Achieving precise control of ultracold atomic gases requires a detailed understanding of atom loss mechanisms. Motivated by the anomalous three-body decay in a three-component Fermi gas reported in Ref. [1], this work investigates mechanisms that possibly contribute to the observed loss. The three-body Schrödinger equation is solved in the hyperspherical adiabatic representation with pairwise van der Waals interactions, and the $S$-matrix is obtained via the eigenchannel $R$-matrix method to compute recombination rate coefficients $K_3$ and two-body cross sections. At the magnetic field strength where the anomalous decay occurs, $K_3$ is unitary limited, exhibiting the threshold energy scaling $K_3(E)\propto E^{-1}$. Consequently, the thermally averaged $\langle K_3 \rangle$ acquires a temperature dependence. Because the experiment is performed in the degenerate regime, $\langle K_3 \rangle$ also explicitly depends on the per-spin densities through the per-spin Fermi energies $E_{F}^{(i)}\propto n_i^{2/3}$. As the gas is diluted and degeneracy is reduced, $\langle K_3 \rangle$ approaches the non-degenerate value and becomes a function of temperature only. Channel-resolved branching ratios and cross sections are folded into a Monte Carlo cascade simulation of secondary collisions and trap escape. The analysis indicates that typical three-body recombination events remove fewer than three atoms on average, and that the atom losses are primarily due to the ejection of secondary collision products, rather than the initial three-body recombination products. Therefore, a significant fraction of the released binding energy remains in the trapped ensemble as kinetic energy. Retained energy drives evaporative loss, offering a plausible, partial explanation for the anomalous decay.

Figures (8)

• Figure 1: Scattering lengths $a(B)/r_{\rm vdW}$ for each spin pair as a function of magnetic field strength. The curves show the magnetic-field dependence of the two-body scattering lengths between the three lowest spin states of $^6$Li, expressed in units of the van der Waals length $r_{\rm vdW}$. Data adapted from Ref. Zurn2013.

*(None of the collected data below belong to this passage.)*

PR #1322, opened 2026-09-19
feat(groom): dense-coat self-shadowing and light transmission (#1248)

### LINKED ISSUE #1248: Groom: dense-coat self-shadowing and light transmission

## Parent

#1223

## Agent Brief

**Category:** enhancement

## What to build

Give a coat convincing internal depth with a density/deep-shadow representation and explicit body-to-hair/hair-to-body shadow integration.

## Acceptance criteria

- [ ] Prototype density-volume/deep-shadow options against a dense static coat and select using quality, cost and memory evidence.
- [ ] Undercoat, guard-hair silhouettes and light transmission remain distinct under front/side/backlight, including pale coats.
- [ ] Hair shadows the body and scene and is shadowed by them; representation resolution and update policy are inspectable.
- [ ] Animated light/camera movement and shadow LOD changes do not cause uncontrolled flicker or stale density.

## Scope boundaries

Raster-compatible coat shadows first. Hybrid RT proxies are a separate slice; avoid double-counting shadow/transmission terms.

## Blocked by

- #1247

## Score
```olo-score
capability: 8
craft: 13
stability: 3
decay: 1
effort: 5
confidence: 0.5
learning: 13
fun: 13
kano: performance
blocked_by: [1247]
blocks: [1223, 1250, 1251, 1255]
```

drsnuggles8:
Gives a dense coat internal depth: a density representation, selected on measured evidence, marched
per light in the strand shader so the hair underneath is occluded by the hair on top.

## The bake-off, and what it selected

Acceptance criterion 1 asks for a bounded comparison **before** an approach is recorded as selected.
`docs/analysis/groom-coat-self-shadowing-1248.md` is that comparison; every number in it is an
assertion in `GroomCoatShadowPropertyTests.cpp`, so the argument fails loudly rather than ageing in
a merged PR body.

The measured quantity is `tau(x, L)` — the **expected number of fibre crossings** between a point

• Figure 2: Effective three‐body hyperradial potentials $W_{\nu}(\rho)$ at $B = 690$ G. In the inset (zoomed-in region), the two deepest curves ($\nu=-2$ and $\nu=-1$) each asymptote at large $\rho$ to the negative binding energy of their respective Feshbach dimers, whereas the highest curve ($\nu=0$) merges into the three-atom continuum.
• Figure 3: Rescaled effective potentials $\xi^2_{\nu}(\rho)$ computed at $B = 690$ G. The dotted black line marks the Efimovian value $-s_0^2$ for three identical bosons, while the dashed black line indicates the universal coefficient $p_0^2 = 1$ associated with Efimov-like repulsion in a three-body system of distinguishable atoms. The two upper curves have been diabatized through a peak caused by an avoided crossing in the corresponding adiabatic potential energy curves.

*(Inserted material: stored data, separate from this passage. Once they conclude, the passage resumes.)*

Issue #1361, opened 2026-09-19
Skin: the Burley fit runs narrow and the support radius truncates transport above a diffuse albedo of ~0.7


drsnuggles8:
Found by the independent skin diffusion reference added in #1255. Not fixed there: that slice is
read-only on production material code by design.

## What is wrong

Two related things, both measured against a semi-infinite searchlight Monte Carlo walk — the
transport Christensen and Burley's fit was fitted to.

**1. The fit runs narrow at high diffuse albedo, and the error grows into the tail.**

| Authored `ScatterColor` | Quantile agreement, transport vs fit |
|---|---|
| 0.35 – 0.70 | within **10%** at the 25/50/75/90% quantiles |
| 0.85 | fit is ~13% narrow at the median, ~23% at q75, ~**35% at q90** |
| 0.95 | ~24% / ~44% / ~83% |

The growth across quantiles is the diagnostic: a scale error would give the same ratio everywhere, so
this is the fit tracking the near field and losing the tail.

**2. The support radius truncates real transport at the same albedos.**

`SkinDiffusionSupportRadiusMM` places the outermost tap at the radius holding 99.5% of the *profile's*
energy. Where the profile is accurate that is also 99.5% of the transport. Where it is not:

| Authored `ScatterColor` | Fraction of the walk's exiting energy inside the support |
|---|---|
| 0.35 – 0.55 | > 99% |
| 0.85 | **97%** |
| 0.95 | **93%** |

## Why it matters more than the numbers suggest

The default `SkinProfileParameters::ScatterColor` is `(0.85, 0.55, 0.45)`. Green and blue sit inside
the accurate band; **red does not** — and red is the channel that carries the visible bleed past a
shadow terminator, which is the thing subsurface scattering exists for. So the one channel a reviewer
would look at is the one running narrow and losing 3% of its energy to the support.

## What it does *not* affect, which bounds the work

The pass's **edge response** — a shadow terminator crossing skin — barely moves: the largest
disagreement against transport is 0.040 of a unit step at an authored 0.55 and 0.045 at 0.85, against
a discretisation floor of 0.052 that `SkinDiffusion.cpp` already documents for the 17-tap kernel. An
edge response is cumulative and dominated by where the bulk of the energy sits, and the fit's error is
in the tail. So this is **not** a terminator bug; it is a tail/haloing question, and it should be
judged on a bright small feature against dark skin rather than on a terminator.

[...]

Issue #1360, opened 2026-09-19
Groom coat transmittance is a Jensen lower bound: exp(-kappa E[N]) over-darkens a disordered coat


drsnuggles8:
Found by the independent coat reference added in #1255. Not fixed there: that slice is read-only on
production material code by design, and the fix belongs with someone who can re-measure the coat's
appearance.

• Figure 4: Rescaled effective potential $\xi_0^2(\rho)$ for the $\nu = 0$ channel at $B = 845$ G, where all pairwise scattering lengths are negative and large in magnitude. In the scale-free region $r_{\rm vdW} \ll \rho \ll |a_{ij}|$, the potential approximates the Efimovian form. At large $\rho$, it asymptotically approaches the free three-body continuum limit corresponding to $\lambda = 0$.

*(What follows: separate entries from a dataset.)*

PR #339, opened 2018-09-21
convert absolute imports to relative

eteq:
I noticed several absolute imports floating around specutils.  Generally speaking its best to be consistent and always use relative imports inside a package where possible, so this fixes those.

@brechmos-stsci, I think these are mostly you, so can you have a look and make sure these weren't in there for some specific reason I'm missing?


brechmos-stsci:
All fine. I had copied it from somewhere else :/

PR #342, opened 2018-09-21
Using a model-with-units wrapper (UnitedModel)

brechmos-stsci:
This was done as some models are not able to hold and use quantities and units.


eteq:
After some polling it sounds like other (@nmearl @crawfordsm) liked `QuantityModel`, which on reflection I prefer, so going with that.

PR #345, opened 2018-09-21
Add region test

eteq:
Not urgent because it works in master, but this both adds a test that you can make a SpectralRegion from a multi-dimensional quantity (39b81bc) and does some minor cleanup to the test file here that I noticed on the way


nmearl:
@eteq Can you rebase and push?

PR #346, opened 2018-09-21
noise_region_uncertainty test fails

eteq:
This PR adds some tests for noise_region_uncertainty (which I guess was accidentally deleted at some point?) which are failing...


eteq:
I've renamed this issue to what the *real* problem is.  Also #313 make it clear that pixels *on their own* work, which I'll make the command decision to be enough for the 0.4 release.  So triaging this to 0.5.

PR #348, opened 2018-09-21
Fixed up a couple of tests from eteq

brechmos-stsci:
@eteq This is modified version of your PR. Please modify, delete as you feel necessary.


nmearl:
Same tests as #346?

eteq:
Yep it was a fixup of my tests, which is why it's the same as #346.  I just updated this against master now thought and I think it should be good if the tests pass.  Closes #346 if so.

Issue #343, opened 2018-09-21
Make it clear how to cite specutils


eteq:
Probably just want to use the Zenodo record for now, but we should say this in the docs and the release announcements.

cc @nmearl @keflavich @crawfordsm

eteq:
That is, I'd say we write a few sentences in the docs saying "please cite the Zenodo DOI if used in a paper", and similar words in the release announcement

stscicrawford:
If it isn't set up already, we should set up the create zenodo DOI with the release.  For right now, this should be the default citation for the package.   

In the not so longer term, we should determine what is the minimal functionality for the 1.0 release and then write a paper for a more formal citation for specutils.

If specutils is already being used in papers (and I believe it might be), then we should also consider an entry on ASCL.

eteq:
I'm leaving this open since @stscicrawford raises good ideas for future directions, but the needs for -.4 are met by #349

nmearl:
As mentioned above, specutils is being published on Zenodo and doi entries are being generated. However, we should still consider the case for a paper/entry on ASCL.

pllim:
There is https://github.com/astropy/specutils/blob/main/specutils/CITATION

PR #349, opened 2018-09-21
add citation entries

eteq:
This is partially a solution to #343, although @stscicrawford rightly suggests a bit more than that is called for down the road.  But it should suffice until/if there is a true journal paper to cite.

### DIFF
--- a/specutils/CITATION
+++ b/specutils/CITATION
@@ -1,0 +1,9 @@
+If you use Specutils for work/research presented in a publication (whether
+directly, or as a dependency to another package), please cite the Zenodo DOI
+for the appopriate version of Specutils.  The versions (and their BibTeX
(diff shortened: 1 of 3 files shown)


specutils/CITATION
```diff
@@ -0,0 +1,9 @@
+If you use Specutils for work/research presented in a publication (whether
+directly, or as a dependency to another package), please cite the Zenodo DOI
+for the appopriate version of Specutils.  The versions (and their BibTeX
+entries) can be found at:
+
+https://doi.org/10.5281/zenodo.1421356
+
+We also encourage the acknowledgement of Astropy, which is a dependency of
+specutils.  See
```
stscicrawford: See http://www.astropy.org/acknowledging.html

• Figure 5: Calculated binding energies of the first excited Efimov trimer and two-body dimer thresholds versus $B$, alongside experimental three-body radio-frequency association data from Lompe et al.Lompe2010b. Solid red and blue curves show the $(12)$ and $(23)$ dimer thresholds. The black, white, and gray solid curves with circular markers represent the calculated trimer binding energies obtained with the diagonal correction [\ref{['eq:3BP_dia']}], with three coupled channels [\ref{['eq:coupledequations']}], and without the diagonal correction. Black squares and red circles denote the experimental trimer binding energies extracted from Fig. 4 of Ref. Lompe2010b for the $\ket{1}$--$\ket{12}$ and $\ket{2}$--$\ket{23}$ initial mixtures.